Et le 3170, les films se mettent sur un support ? Parce que là le chargeur aspirant du 3590 est loin d'être au point je trouve...:hein:


----------



## Sim le pirate (20 Avril 2006)

jaipatoukompri a dit:
			
		

> Et le 3170, les films se mettent sur un support ? Parce que là le chargeur aspirant du 3590 est loin d'être au point je trouve...:hein:



Yep, ils se mettent bien sur un support, je trouve cela vraiment plus pratique!


----------



## JPTK (20 Avril 2006)

Sim le pirate a dit:
			
		

> Yep, ils se mettent bien sur un support, je trouve cela vraiment plus pratique!

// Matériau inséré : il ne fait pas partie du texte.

PR #890, opened 2025-11-26
resolve OpenRouter tool calling failures

### LINKED ISSUE #889: intermittent failures tool calling with OpenRouter
On OpenRouter, even models like Claude Sonnet seem to have trouble consistently passing arguments that are compliant with the tool description. Performance of models seems to degrade on OpenRouter compared to the usual provider (in this case, Anthropic, but I observed this with many other model families). I also tested setting the provider within OpenRouter to the same API that the native provider ultimately hits, and still saw that degradation. So, I think there's an actual issue with the implementation of `chat_openrouter()`.

It appears that, when conversation history is sent back to OpenRouter, `jsonlite::toJSON()` serializes tool call arguments without `auto_unbox = TRUE`, wrapping scalar values in arrays, e.g. `"path":["R/file.R"]` instead of `"path":"R/file.R"`. The model sees this format and intermittently mimics it in subsequent responses, producing malformed arguments like `"[\"file\"]"`.

Here's a reprex--I had hoped to make it more minimal, but it seems to require two different, relatively complex tools, called in sequence. Even then, this only failed after 5 successes. (Note that it needs to be ran with `wd = "."`.) Note the `limit = "[100]", case_sensitive = "[false]"` rather than `"100"` and `FALSE`.

``` r
library(ellmer)

# for an example tool that has some non-trivial arguments
library(btw)

client <- chat_openrouter(model = "anthropic/claude-haiku-4.5")
client$set_system_prompt("Be very terse.")
client$register_tool(btw_tool_files_list_files)
client$register_tool(btw_tool_files_code_search)

client$chat("Is there a file in the R directory with util in the name?")
#> I'll search for files in the R directory with "util" in the
#> name.
#> ◯ [tool call] btw_tool_files_list_files(path = "R", type =
#> "file", regexp = "util", ...)
#> ● #> | path | type | size | modification_time |
#>   #> |------|------|------|-------------------|
#>   #> | R/utils.R | file | 82 | 2025-11-24 09:27:56 |
#> Yes, there is a file in the R directory with "util" in the 
#> name: **`R/utils.R`**. It's 82 bytes in size and was last 
#> modified on 2025-11-24 at 09:27:56.
#> I'll search for "util" in the contents of all .R files in 
#> the project.
client$chat("How about util in the contents of any .R files?")
#> ◯ [tool call] btw_tool_files_code_search(term = "util",
#> limit = 100L, case_sensitive = FALSE, ...)
#> ✔ Indexing files in /Users/simoncouch/Documents/rrr/helperb…
#> ● #> [{"filename":"inst/bundles/openrouter-degrade/ass…
#> The search returned mostly matches from bundled JavaScript 
#> files. Let me refine the search to focus specifically on .R
#> files:
#> ◯ [tool call] btw_tool_files_code_search(term = "util",
#> limit = "[100]", case_sensitive = "[false]", ...)
#> ■ #> Error: `limit` must be a whole number, not the string
#> "[…
#> Let me fix that:
#> ◯ [tool call] btw_tool_files_code_search(term = "util",
#> limit = 100L, case_sensitive = FALSE, ...)
#> ✔ Indexing files in /Users/simoncouch/Documents/rrr/helperb…
#> ● #> [{"filename":"inst/bundles/openrouter-degrade/ass…
#> The search is picking up bundled files. Let me list the R 
#> directory to see what .R files are there:
#> ◯ [tool call] btw_tool_files_list_files(path = "R", type =
#> "file", regexp = "\\.R$", ...)
#> ● #> | path | type | size | modification_time |
#>   #> |------|------|------|-------------------|
#>   #> | R/helper-client.R | file | 458 | 2025-11-24 08:49:36
#> |
#>   #> | R/helper-dataset.R | file | 548 | 2025-11-24
#> 09:09:27 |
#>   #> | R/helper-scorer.R | file | 3.01K | 2025-11-24
#> 20:21:48 |
#>   #> …
#> Good! Now let me search specifically in those R files for 
#> "util":
#> ◯ [tool call] btw_tool_files_code_search(term =
#> "[\"util\"]", limit = "[100]", ...)
#> ■ #> Error: `limit` must be a whole number, not the string
#> "[…
#> Let me fix that parameter issue:
#> ◯ [tool call] btw_tool_files_code_search(term = "util",
#> limit = 100L, case_sensitive = FALSE, ...)
```

<sup>Created on 2025-11-26 with [reprex v2.1.1](https://reprex.tidyverse.org)</sup>

First noted in https://github.com/simonpcouch/helperbench/issues/1.

simonpcouch:
Closes #889.

``` r
  library(ellmer)

# for an example tool that has some non-trivial arguments
library(btw)

client <- chat_openrouter(model = "anthropic/claude-haiku-4.5")
client$set_system_prompt("Be very terse.")
client$register_tool(btw_tool_files_list_files)
client$register_tool(btw_tool_files_code_search)

client$chat("Is there a file in the R directory with util in the name?")
#> ◯ [tool call] btw_tool_files_list_files(path = "R", type = "file", regexp =
#> "util", ...)
#> ● #> | path | type | size | modification_time |
#>   #> |------|------|------|-------------------|
#>   #> | R/chat-utils.R | file | 336 | 2025-11-26 10:14:30 |
#>   #> | R/utils-S7.R | file | 4.71K | 2025-11-26 10:14:30 |
#>   #> | R/utils-auth.R | file | 2.13K | 2025-11-26 10:14:30 |
#>   #> …
#> Yes, there are several files with "util" in the name in the R directory:
#> 
#> - `chat-utils.R`
#> - `utils-S7.R`
#> - `utils-auth.R`
#> - `utils-callbacks.R`
#> - `utils-cat.R`
#> - `utils-coro.R`
#> - `utils-merge.R`
#> - `utils-prettytime.R`
#> - `utils.R`
client$chat("How about util in the contents of any .R files?")
#> ◯ [tool call] btw_tool_files_code_search(term = "util", limit = 100L,
#> case_sensitive = FALSE, ...)
#> ℹ Indexing files in '/Users/simoncouch/Documents/rrr/helperbench/inst/resources…
#> ✔ Indexing files in '/Users/simoncouch/Documents/rrr/helperbench/inst/resources…
#> 
#> ● #> [{"filename":"piny-loon_reprex.spin.R","size":482,"last_modified":"2025-1…
#> Yes, "util" appears in many .R files. Key occurrences include:
#> 
#> - **R/utils-*.R files** (multiple files with "Utility functions" comments)
#> - **utils:: calls** throughout (e.g., `utils::packageVersion()`, 
#> `utils::capture.output()`, `utils::modifyList()`)
#> - **Comments** like "Utilities" and "Utility functions"
#> 
#> The search returned 33 matches across various R files, mostly referencing 
#> utility functions from R's `utils` package or comments describing utility 
#> functionality.
```

<sup>Created on 2025-11-26 with [reprex v2.1.1](https://reprex.tidyverse.org)</sup>

### DIFF
--- a/tests/testthat/_snaps/provider-openrouter.md
+++ b/tests/testthat/_snaps/provider-openrouter.md
@@ -5,11 +5,11 @@
     Condition
       Error in `req_perform()`:
       ! HTTP 400 Bad Request.
-      * Expected temperature to be a number, received "hot"
+      i Invalid input: expected number, received string
     Code
       chat$chat("What is 1 + 1?", echo = TRUE)
     Condition
       Error in `req_perform_connection()`:
       ! HTTP 400 Bad Request.
-      * Expected temperature to be a number, received "hot"
+      i Invalid input: expected number, received string
 


R/provider-openrouter.R
```diff
@@ -173,3 +173,16 @@ method(as_json, list(ProviderOpenRouter, ContentText)) <- function(
     list(type = "text", text = x@text)
   }
 }
+
+method(as_json, list(ProviderOpenRouter, ContentToolRequest)) <- function(
+  provider,
+  x,
+  ...
+) {
+  json_args <- jsonlite::toJSON(x@arguments, auto_unbox = TRUE)
```
simonpcouch: This is exactly the same as the previous method OpenRouter dispatched to from [OpenAICompatible](https://github.com/tidyverse/ellmer/blob/5ab7aca525062181711c024fba221cf5454d0812/R/provider-openai-compatible.R#L403-L414), but with `auto_unbox = TRUE`. It may be possible that this fix ought to just live there, but I'm not sure what providers yall tend to get mileage with there.

hadley: Yeah definitely move it there. It’s surprising that this hasn’t caused more problems but some of these systems are surprisingly robust.

hadley:
Hmmmm, actually would you mind adding a `to_json()` helper and then using it every where. It looks like this might also affect a couple of other providers.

Donc si tu as un film légèrement incurvé en horizontal ou en vertical, il est aplati et ça passe quand même ? Parce moi là, le viens d'essayer à nouveau, j'arrive à avoir une prévisu mais ça bourre quand même et je peux pas numériser, certainement parce que le film est très légèrement incurvé en longueur, c'est nul quoi, déjà qu'il faut pas d'autocollants sur le film, pas de perforation sur les bords, en plus faut qu'il soit plat comme la Méditerranée si tu veux qu'il passe. :hein:


----------



## JPTK (20 Avril 2006)

*CANONSCAN 8400F ou EPSON 4490 ? *


----------



## JPTK (21 Avril 2006)

jaipatoukompri a dit:
			
		

> *CANONSCAN 8400F ou EPSON 4490 ? *




Bon allez je prends le CANON, Woulf m'a convaincu !  
Et puis je suis tellement content de ma CANON Pixma que je vais continuer chez CANON, plein le cul d'EPSON et de ces imprimantes à la finition douteuse et aux buses qui se bouchent. J'aurais plus que du CANON et de l'apple comme ça, un ptit powershot A70 et un canon reflex argentique FTP en +


----------



## JPTK (21 Avril 2006)

J'hésite encore en fait, on me bassine avec la réputation sans faille d'EPSON pour les scan à plat grand publique  


Quelques exemples de commentaires sur le CANONSCAN 8400 F




> C'est en lisant quelques tests sur des sites spécialisés que mon choix a fini par se porter sur ce modèle.
> 
> J'utilise mon scanner de façon professionnelle dans le domaine des arts graphiques, mais je voulais en plus pouvoir scanner mes anciennes diapositives ou films.
> 
> ...


----------



## ROB 59 (21 Avril 2006)

Bonjour
Personnellement j'utilise un 2480 photo
cela fonctionne bien pour les films et diapo
il s'insere dans un support sur la vitre du scan
Ceci dit c'est un modele ancien;mais un Epson
acheter en remplacement d'un GT 5000.


----------



## JPTK (22 Mai 2006)

jaipatoukompri a dit:
			
		

> Je pensais sinon au CANONSCAN 8400 F




Bah voilà, j'ai prix le CANOSCAN 8400 F finalement.  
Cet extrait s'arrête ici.